* **TASK DESCRIPTION**
Look through the material below and return every line that contains "react".

* **RECORDS FOR THIS TASK**
□ □ □ □

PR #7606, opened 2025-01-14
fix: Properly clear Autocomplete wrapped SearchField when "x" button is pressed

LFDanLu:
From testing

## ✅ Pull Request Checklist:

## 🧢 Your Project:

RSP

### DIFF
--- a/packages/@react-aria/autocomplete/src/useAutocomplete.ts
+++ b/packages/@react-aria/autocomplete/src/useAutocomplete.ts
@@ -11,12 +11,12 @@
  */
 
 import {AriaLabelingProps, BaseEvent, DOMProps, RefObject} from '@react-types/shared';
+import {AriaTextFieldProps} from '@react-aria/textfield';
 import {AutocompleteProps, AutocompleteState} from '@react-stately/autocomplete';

□ □ □ □

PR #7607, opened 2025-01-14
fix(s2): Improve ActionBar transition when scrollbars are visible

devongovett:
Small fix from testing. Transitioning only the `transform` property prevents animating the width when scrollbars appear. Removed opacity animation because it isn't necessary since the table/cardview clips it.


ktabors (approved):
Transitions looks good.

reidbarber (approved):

□ □ □ □

* **TASK SOLUTION**
--- a/packages/@react-aria/autocomplete/src/useAutocomplete.ts
+++ b/packages/@react-aria/autocomplete/src/useAutocomplete.ts
 import {AriaLabelingProps, BaseEvent, DOMProps, RefObject} from '@react-types/shared';
+import {AriaTextFieldProps} from '@react-aria/textfield';
 import {AutocompleteProps, AutocompleteState} from '@react-stately/autocomplete';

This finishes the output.